Pricing Power: The Original Equipment Manufacturers' "Gross Margin Iron Curtain"

More crucially, the market pricing logic has been overturned. Facing certain shortages, the three major manufacturers have established a new pricing floor: locking gross margins at over 60%. This means prices are no longer entirely cost-driven but dominated by suppliers to ensure massive profits. This "gross margin-oriented" strategy has established a solid "floor" for memory prices.

Industry: A "Cost Tsunami" Affecting the Entire Chain

As the "lifeblood" of electronic systems, the shockwaves from soaring memory prices are rippling outward, evolving into a "tech inflation."

Consumer Electronics Under Pressure

Storage costs now account for 20% or more of the total material costs for laptop computers, up from the usual 10%-18%. Brands like Dell and HP have explicitly stated they will adjust product pricing. Smartphones are similarly under pressure, with their average selling prices expected to rise.

The "Panic Spiral" in Supply Chains

Facing shortage expectations, downstream cloud service providers, end-product manufacturers, and even large trading companies are joining the "rushing to buy" frenzy, engaging in "panic purchasing" to build inventory. This abnormal demand further amplifies shortages, creating a spiral of rising prices.

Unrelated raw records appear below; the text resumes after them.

PR #2784, opened 2026-07-07
fix: prefer explicit service_name label over job-derived service.name in OTLP destinations

### LINKED ISSUE #2783: autoInstrumentation + OTLP-only destination mangles Beyla service identity
## Summary

When `autoInstrumentation` (Beyla) is enabled and metrics are shipped through an **OTLP-only destination**, every Beyla-discovered service gets a mangled identity: the stored `job` label becomes `<namespace>/<namespace>/<workload>` and the derived service name becomes `<namespace>/<workload>` instead of `<workload>`.

Consequences:

- Application Observability shows Beyla services named `<namespace>/<workload>`.
- The **Logs tab for those services is always blank**: the plugin queries Loki with `{service_namespace="<ns>", service_name="<ns>/<workload>"}`, while `podLogsViaOpenTelemetry` labels the same pods' logs with the plain `service_name="<workload>"`. The selector never matches.
- `target_info` carries merged conflicting attributes, e.g. `service_name="<ns>/<workload>;<workload>"` and `k8s_cluster_name="<cluster>;<cluster>"`.
- Services instrumented with OTel SDKs (traces via `applicationObservability`) get clean identities, so each workload can appear twice in the service list (one working, one broken).

Deployments that also have a `prometheus`-type destination are unaffected for the remote_write path, which masks the bug in mixed setups.

## Environment

- Chart: `k8s-monitoring` 4.2.0 (also reproduced on 4.1.4)
- Beyla: 3.14.0 and 3.20.0 (version-independent)
- Destination: single `type: otlp` destination with `metrics.enabled: true`
- Features: `autoInstrumentation` with `prometheus_export.features: [application, application_span, application_service_graph, network]`, `podLogsViaOpenTelemetry`, `applicationObservability`

## Reproduction

1. Install `k8s-monitoring` with an **OTLP destination only** and the features above.
2. Deploy any HTTP workload (we used `open-telemetry/opentelemetry-demo` 0.40.9 with its built-in collector disabled).
3. Wait for Beyla metrics, then query:

```promql
count by (job) (traces_spanmetrics_calls_total{job=~".+/.+/.+"})
```

Result (should be empty; every entry is a Beyla-discovered service):

```
{job="otel-demo/otel-demo/cart"}
{job="otel-demo/otel-demo/frontend"}
{job="otel-demo/otel-demo/load-generator"}
...
```

4. In Application Observability, open one of these services and the Logs tab: the generated query `{service_namespace="otel-demo", service_name="otel-demo/cart"}` returns no streams, while the logs exist in Loki with `service_name="cart"`.

## Root cause

Chain across three places:

1. Beyla's `prometheus_export` emits scrape-side `job="<ns>/<workload>"` plus plain `service_name`/`service_namespace` labels.
2. `charts/feature-auto-instrumentation/templates/_module.alloy.tpl`: the `prometheus.scrape "beyla_applications"` component uses `honor_labels = true` and forwards to the destination with no `job` relabeling.
3. `templates/destinations/_destination_otlp.tpl`: metrics enter `otelcol.receiver.prometheus`, which per OTel spec sets resource `service.name` to the **entire** `job` string (`"<ns>/<workload>"`). The destination's transform processor only promotes the datapoint `service_name` attribute to the resource `where resource.attributes["service.name"] == nil or == ""` - it is already set, so the correct plain value never wins. `service_namespace` (empty at that point) does get promoted.
4. The Grafana Cloud OTLP gateway then rebuilds `job = service.namespace + "/" + service.name` = `<ns>/<ns>/<workload>`.

mbaykara:
Fixes #2783

When metrics from a Prometheus scrape (e.g. Beyla's `prometheus_export`) are sent through an OTLP destination, `otelcol.receiver.prometheus` sets resource `service.name` to the full `job` label - for Beyla that is `<namespace>/<workload>`. The existing transform only promotes the explicit `service_name` datapoint attribute when the resource attribute is empty, so the wrong value survives. The OTLP gateway then reconstructs `job` as `<ns>/<ns>/<workload>`, Application Observability derives `service_name="<ns>/<workload>"`, and its Logs tab queries match nothing (pod logs carry the plain `service_name="<workload>"`). It also produces the `;`-joined conflict values in `target_info`.

This adds one transform statement: overwrite resource `service.name` with the explicit `service_name` datapoint attribute when the resource value is job-shaped (contains `/`) and differs. OTLP-native telemetry is unaffected (no `service_name` datapoint attribute); prometheus destinations are unaffected (template not involved).

Verified end-to-end on a live cluster (chart 4.2.0, Beyla, OTLP-only destination, OTel demo app): stored series become `job="otel-demo/cart"` / `service_name="cart"`, the Application Observability Logs tab populates, and the duplicate `x;y` values disappear.

### DIFF
--- a/charts/k8s-monitoring/templates/destinations/_destination_otlp.tpl
+++ b/charts/k8s-monitoring/templates/destinations/_destination_otlp.tpl
@@ -18,9 +18,38 @@
 {{- if eq (include "destinations.otlp.supports_metrics" .) "true" }}
 otelcol.receiver.prometheus {{ include "helper.alloy_name" $.destinationName | quote }} {
   output {
-    metrics = [{{ include "destinations.otlp.alloy.otlp.metrics.target" (dict "destination" . "destinationName" $.destinationName) | trim }}]
+    metrics = [otelcol.processor.transform.{{ include "helper.alloy_name" $.destinationName }}_scrape_normalize.input]
   }
 } // otelcol.receiver.prometheus "{{ include "helper.alloy_name" $.destinationName }}"
+
+// Repairs artifacts of the Prometheus-to-OTLP conversion performed by
+// otelcol.receiver.prometheus. Only metrics that came from a Prometheus scrape pass
+// through this component; OTLP-native telemetry enters the pipeline further down.
+otelcol.processor.transform {{ printf "%s_scrape_normalize" (include "helper.alloy_name" $.destinationName) | quote }} {
+  error_mode = {{ .processors.transform.errorMode | quote }}
+  metric_statements {
+    context = "resource"
+    statements = [
+      // The conversion sets service.name to the full Prometheus job label (e.g.
+      // "namespace/workload"). When the scrape target declares its identity explicitly
+      // with a service_name label on its own target_info metric (e.g. Grafana Beyla),
+      // prefer that value and drop the duplicate.
+      `set(attributes["service.name"], attributes["service_name"]) where attributes["service_name"] != nil and attributes["service_name"] != ""`,
+      `delete_key(attributes, "service_name") where attributes["service_name"] == attributes["service.name"]`,
+    ]
+  }
+  metric_statements {
+    context = "datapoint"
+    statements = [
+      // Same correction for scrape targets that put service_name on every series
+      // instead of exposing a target_info metric.
+      `set(resource.attributes["service.name"], attributes["service_name"]) where attributes["service_name"] != nil and attributes["service_name"] != ""`,
+    ]
+  }
+  output {
+    metrics = [{{ include "destinations.otlp.alloy.otlp.metrics.target" (dict "destination" . "destinationName" $.destinationName) | trim }}]
+  }
+} // otelcol.processor.transform "{{ include "helper.alloy_name" $.destinationName }}_scrape_normalize"
 {{- end }}
 {{- if eq (include "destinations.otlp.supports_logs" .) "true" }}
 otelcol.receiver.loki {{ include "helper.alloy_name" $.destinationName | quote }} {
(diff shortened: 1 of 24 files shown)


charts/k8s-monitoring/templates/destinations/_destination_otlp.tpl
```diff
@@ -120,6 +120,12 @@ otelcol.processor.transform {{ include "helper.alloy_name" $.destinationName | q
 {{- range $datapointAttribute, $resourceAttribute := .processors.transform.metrics.datapointToResource }}
   {{- if $resourceAttribute }}
 {{- if or (eq $resourceAttribute "service.name") (eq $resourceAttribute "service.namespace") }}
+{{- if eq $resourceAttribute "service.name" }}
+      {{- /* Metrics converted from a Prometheus scrape get service.name set to the full job
+      label (e.g. "namespace/workload" from Beyla). When the scrape also carried an explicit
+      service_name label, prefer it so the identity matches logs and traces. */}}
+      `set(resource.attributes[{{ $resourceAttribute | quote }}], attributes[{{ $datapointAttribute | quote }}] ) where attributes[{{ $datapointAttribute | quote }}] != nil and attributes[{{ $datapointAttribute | quote }}] != "" and resource.attributes[{{ $resourceAttribute | quote }}] != nil and resource.attributes[{{ $resourceAttribute | quote }}] != attributes[{{ $datapointAttribute | quote }}] and IsMatch(resource.attributes[{{ $resourceAttribute | quote }}], "^.+/.+$")`,
```
TylerHelmuth: I am a bit worried (because of the regex check) that this is a breaking change. Are we sure it is always safe to overwrite any `service.name` resource attribute that has a `"^.+/.+$"` pattern? I am worried this could accidentally break some users who are setting a service.name explicitly.

mbaykara:
Landed via #2788 (both fixes were merged together there). Closing.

The Window of Opportunity for Domestic Substitution

Crisis also breeds opportunity. Domestic manufacturers represented by ChangXin Memory are accelerating technological iteration and capacity ramp-up. While they cannot fill the high-end HBM gap in the short term, domestic substitution has become a key hope for stabilizing supply chains in the vast mainstream market.

Essence: Precision Manufacturing as the "Invisible Pillar"

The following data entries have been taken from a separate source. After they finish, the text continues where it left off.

PR #2788, opened 2026-07-07
fix: reconcile scraped target_info resource attributes in OTLP destinations

### LINKED ISSUE #2786: OTLP destination: scraped target_info resource attributes conflict with chart-set dotted attributes, producing ';'-joined label values
## Summary

Follow-up to #2783 / #2784. With an OTLP destination and Beyla (`autoInstrumentation`) enabled, `target_info` ends up with duplicate `;`-joined values:

```
target_info{..., k8s_cluster_name="my-cluster;my-cluster", service_name="cart;cart", service_namespace="otel-demo;otel-demo"}
```

The `;` is the Prometheus OTLP endpoint's conflict resolution: two different resource attributes translate to the same Prometheus label name.

## Root cause (verified via `otelcol.exporter.debug`)

Beyla's Prometheus endpoint exposes its own `target_info` metric with flat labels. Per the OTel <-> Prometheus compatibility spec, `otelcol.receiver.prometheus` converts a scraped `target_info` back into resource attributes **verbatim**:

```
Resource attributes:
     -> k8s_cluster_name: Str(aks-monitoring)   # underscore, from scraped target_info
     -> service_name: Str(cart)
     -> service_namespace: Str(otel-demo)
```

The destination's transform then adds the dotted variants (`k8s.cluster.name`, promoted `service.namespace`) at resource level. Both variants map to the same Prometheus label, so the endpoint joins the values.

## Impact

Garbage `target_info` labels; anything joining on it (Asserts, Entity Graph, Application Observability enrichment) is affected.

mbaykara:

Looking at the big picture, the essence of "sky-high" memory prices is the concentrated manifestation of the semiconductor industry at the intersection of physical limits and economic laws. Whether it's the dozen-plus layers of chip stacking in HBM, micron-level silicon through-silicon vias interconnects, or the nanometer-level flatness required for ultra-thin wafers, each performance leap represents an extreme challenge to underlying precision manufacturing capabilities.

Among these, ultra-thin wafer processing can be called the "art of stress control." For stacking purposes, each chip must be thinned to below 100 microns. In this process, achieving global nanometer-level flatness and sub-micron thickness uniformity while eliminating processing damage and residual stress directly determines final product yield and reliability. This is far from simple "thinning" but rather a technological watershed that determines whether advanced chips can be successfully mass-produced.

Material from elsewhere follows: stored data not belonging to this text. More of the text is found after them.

PR #2790, opened 2026-07-07
Add filesystem-log-reader preset to iHub test

### LINKED ISSUE #2773: Clean up instrumentation-hub presets
I'm taking a look at the current [preset values](https://github.com/grafana/k8s-monitoring-helm/tree/main/charts/k8s-monitoring/tests/platform/grafana-cloud/instrumentation-hub/preset-values) we're testing against for the instrumentation hub, and would like to propose a couple of changes:

* Remove `demo.yaml`. I thought we'd discussed that we will not be pursuing this. Any reason to keeping it around? Otherwise it's just more things to keep a mental note of
* Rename `my-collector` templates. When deploying these, they felt a little toy-like to me. Can we find a better name?

### LINKED ISSUE #2789: Instrumentation hub presets do not allow for logs collection
The previous iteration of the instrumentation hub used the [grafana-cloud-onboarding-helm-chart](https://github.com/grafana/grafana-cloud-onboarding-helm-chart).  As we're folding it into the k8s monitoring chart, the assumption was that pipelines would work the same way.

Unfortunately, the [presets](https://github.com/grafana/k8s-monitoring-helm/tree/main/charts/k8s-monitoring/tests/platform/grafana-cloud/instrumentation-hub/preset-values) for instrumentation hub don't seem to mount /var/log/pods (or equivalent) so logs collection fails.

Depending on whether this is an internal Chart-only change or also needs updated instructions, this might also need a FE change to point to updated presets.

petewall:
# Description

For pod logs to work from Instrumentations Hub, we need to add the `filesystem-log-reader` preset to the daemonset collector.

We're also going to remove the demo example values and stop using the collector name 'my-collector'.

Fixes #2789 
Fixes #2773

## Authorship


charts/k8s-monitoring/tests/platform/grafana-cloud/instrumentation-hub/preset-values/minimal.yaml
```diff
@@ -13,8 +13,8 @@ collectorCommon:
         password: my-remote-cfg-password
 
 collectors:
-  my-collector:
-    presets: [large, privileged, clustered, service-discovery, daemonset]
+  alloy:
```
TylerHelmuth, line 16: This collector sets `daemonset` preset but is named `alloy` instead of `alloy-daemonset` like `maximum` and `standard` values. Is that ok?

TylerHelmuth (approved):

charts/k8s-monitoring/tests/platform/grafana-cloud/instrumentation-hub/preset-values/minimal.yaml
petewall: Yep. The name is independent of the presets, and I actually wanted to use `alloy` instead of `alloy-daemonset` to highlight that.
This one only has one alloy collector, while the others have two, with their main distinction being one is a daemonset and the other is a deployment.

Therefore, the memory story ultimately points to a core truth: in the semiconductor industry, the speed and height of top-level application innovation and market prosperity ultimately depend on the depth and breadth of underlying precision manufacturing capabilities. No matter how ingenious the design, value can only be truly realized when blueprints are transformed into mass-producible, high-performance, high-yield physical products.

Memory is the memory of the digital age. Its sky-high prices remember the AI frenzy's suction effect on global production capacity, remember the challenges of manufacturing processes approaching physical limits, and remember the unshakable value of precision manufacturing as the industry's cornerstone.

In the future, this efficiency-driven competition will not cease. As DDR6 technology is already on the horizon, requirements for manufacturing precision and complexity will only increase. For the entire industry chain, whoever can continuously overcome core bottlenecks in precision manufacturing, whoever can master new processes with better costs and higher yields, will hold the most critical chips in the competition of the digital age.